We have explicit criteria for when we’d revisit this decision:

~15 microservices. At a certain point, the per-service overhead of ECS configurations compounds to the point where Kubernetes’s unified control plane starts looking attractive. We’re at five services; fifteen is a reasonable threshold to revisit.

Multi-cloud requirement. If we need to run on GCP or Azure, Kubernetes provides a more portable abstraction than ECS. Our current commitment to AWS makes ECS the right choice; that commitment could change.

Complex inter-service traffic. If we need mTLS between services, per-service traffic policies, or circuit breaking at the infrastructure layer, a service mesh on Kubernetes starts to look attractive. Right now we handle service-to-service auth at the application layer (shared secret + internal load balancer isolation).

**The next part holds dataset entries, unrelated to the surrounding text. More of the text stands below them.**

PR #503, opened 2024-06-18
adding MimeNode type

mieslep:


libs/knowledge-store/ragstack_knowledge_store/embedding_model.py
```diff
@@ -1,22 +1,67 @@
...
     """Embedding model."""
 
-    @abstractmethod
+    def __init__(self, embeddings: Any, method_map: Optional[dict] = None, other_methods: Optional[List[str]] = None):
+        self.embeddings = embeddings
+        self.method_name = {}
+        method_map = method_map if method_map else {}
+        other_methods = other_methods if other_methods else []
+
+        base_methods = ['embed_texts', 'aembed_texts', 'embed_query', 'aembed_query']
```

A dedicated platform team. If we hire engineers whose full-time job is managing infrastructure, Kubernetes’s operational overhead becomes acceptable because there are people paid to absorb it. For a small team where engineers are also building product, minimizing infrastructure cognitive load is valuable.

Until one of these triggers fires, ECS Fargate is the answer.

Practical Deployment Notes

A few things that aren’t obvious from the documentation:

Task health checks and deployment success. ECS considers a deployment successful when the new task passes its health check. The health check must be fast (under 30 seconds) and reliable. A health check that queries the database will fail during database unavailability and potentially cause unnecessary rollbacks. We use a simple GET /health that returns 200 if the process is running, without checking external dependencies.

Task IAM roles vs. execution roles. ECS tasks have two IAM roles. The execution role gives ECS permission to pull the container image and read secrets. The task role gives the running application permission to call AWS APIs (S3, Secrets Manager, etc.). These are separate and must be configured independently.

Fargate CPU and memory sizing. Fargate requires specific CPU/memory combinations. You can’t specify arbitrary values. The valid combinations are documented by AWS. We use 0.5 vCPU / 1024 MB for most services, which is the smallest valid Fargate combination above the minimum and handles our traffic comfortably.

smplkit runs all product services on ECS Fargate, with no Kubernetes control plane. The decision reduces infrastructure overhead at our scale and avoids NAT gateway costs from public subnet deployment.